First of all, the burden lies on your teen to avoid the senior slump. You can nudge and nag, but it’s up to your teen to make the choice to finish well. So discuss the possibility of senioritis well before it rears its head and have a plan of attack that your teenager is willing to implement. Urge your teen to be on the lookout for signs of laziness and disinterest to self-diagnose senioritis so you don’t have to!

Once the college acceptance letters and financial aid offers are flowing in, it’s easy to become complacent. But remind your teen that second semester grades still matter! College offers can be rescinded.

Don’t Coast, Parents

Although the bottom line responsibility falls to your teen, you still have work to do besides paying for college application fees, ordering the diploma, and planning a graduation party! It’s easy to coast through the senior year as a homeschool parent, thinking you are home free. After all, by this time your child is a fully independent learner who will soon be living in a college dorm, far from home. He may have a job, a car, and a great GPA. But you still need to be aware of what’s going on with homeschool coursework.

Stay on top of your job as a homeschool parent by having weekly check-ins with your teen when you discuss upcoming due dates for schoolwork and deadlines for the college application process. In most cases, the knowledge that your child will have a weekly check-in with you is enough to keep him on his toes.

Set Large and Small Goals

During those check-ins, discuss the goals your teen has set for graduation and beyond. Of course, your teen is already focused on graduation. In fact, obsession with that one day can contribute to senioritis. Twelfth graders imagine that single day is going to erase all of their problems and usher in a new reality of bliss. So instead of focusing only on that one event, keep your eyes on the smaller goalposts that escort your teen to that graduation day.

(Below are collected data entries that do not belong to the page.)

PR #673, opened 2023-10-08
Fix `reflex_data` keyword argument

brunoenten:
bug fix

## Description
Rename named parameter, and change error message that was causing an exception in a rescue block.

## Why should this be added

Stimulus reflex doesn't work at all without these fixes.

## Checklist

- [X ] My code follows the style guidelines of this project
- [ X] Checks (StandardRB & Prettier-Standard) are passing

### DIFF
--- a/lib/stimulus_reflex/reflex.rb
+++ b/lib/stimulus_reflex/reflex.rb
@@ -12,21 +12,22 @@ class StimulusReflex::Reflex
   include CableReady::Identifiable
 
   attr_accessor :payload, :headers
-  attr_reader :channel, :data, :broadcaster
+  attr_reader :channel, :reflex_data, :broadcaster
 
   delegate :connection, :stream_name, to: :channel
   delegate :controller_class, :flash, :session, to: :request
   delegate :broadcast, :broadcast_halt, :broadcast_forbid, :broadcast_error, to: :broadcaster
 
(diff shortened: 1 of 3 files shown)


lib/stimulus_reflex/reflex.rb
```diff
@@ -12,21 +12,21 @@ class StimulusReflex::Reflex
   include CableReady::Identifiable
 
   attr_accessor :payload, :headers
-  attr_reader :channel, :reflex_data, :broadcaster
+  attr_reader :channel, :data, :broadcaster
```
marcoroth, line 15: Thanks for taking this on @brunoenten!

Can we instead rename the keyword argument from `data:`  to `reflex_data:` here instead of renaming it throughout the `Reflex` class:

https://github.com/stimulusreflex/stimulus_reflex/blob/3137a0f36a27dc26ee271eee5c17c3a96dce280d/lib/stimulus_reflex/reflex_factory.rb#L13-L15

This way the internal API doesn't change we also don't have to update the currently failing tests.

Thank you!

brunoenten: Done! I added an alias for data, with the same goal of impacting as little existing code as possible.

marcoroth (approved):
Thank you so much @brunoenten!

By working towards the daily, weekly, and nine-weeks’ goals, your teenager will avoid much of the sting of senioritis. In the same way, remind your teen that she has goals beyond graduation that she is working toward today. No matter her post-graduation plans, what she does today makes a difference. Help her make those connections whether it’s working to save money for a car or learning calculus to be able to do well in college math courses.

Disenchantment, whether it is a minor disappointment or a major shock, is the signal that things are moving into transition in our lives. - William Throsby Bridges

Plan Little Rewards

Homeschooling seniors can get burned out from a busy schedule of classes, extracurricular pursuits, and work. The college application process is draining, and even the fun parts of being a senior such as prom and parties can still sap energy reserves. Make sure to factor in periods of rest so that your teenager doesn’t crash in late winter or early spring.

Setting small, personal rewards throughout the year will help a senior stay motivated. They can be simple things like family trips, church events, or birthday celebrations. Anything that helps teens see the remaining nine months as a series of positive points and reachable goals will forestall senioritis. So pull out that calendar, and plot all of the positives your teen has to look forward to prior to and after graduation.

Stay Away from Sources of Contagion

Senioritis is contagious, so encourage your senior to avoid friends who are infected or are showing signs of becoming infected. Again, this responsibility will lie with your teen, so discuss it in the fall well before the malady has presented itself. Senioritis usually begins in February and hits its peak in March and April right before graduation.

If a little senioritis creeps in, don’t worry too much. It’s merely a sign that your child is ready to leave high school behind and make the next big leap in life. You and your teen will weather this transition just like the others in the last eighteen years.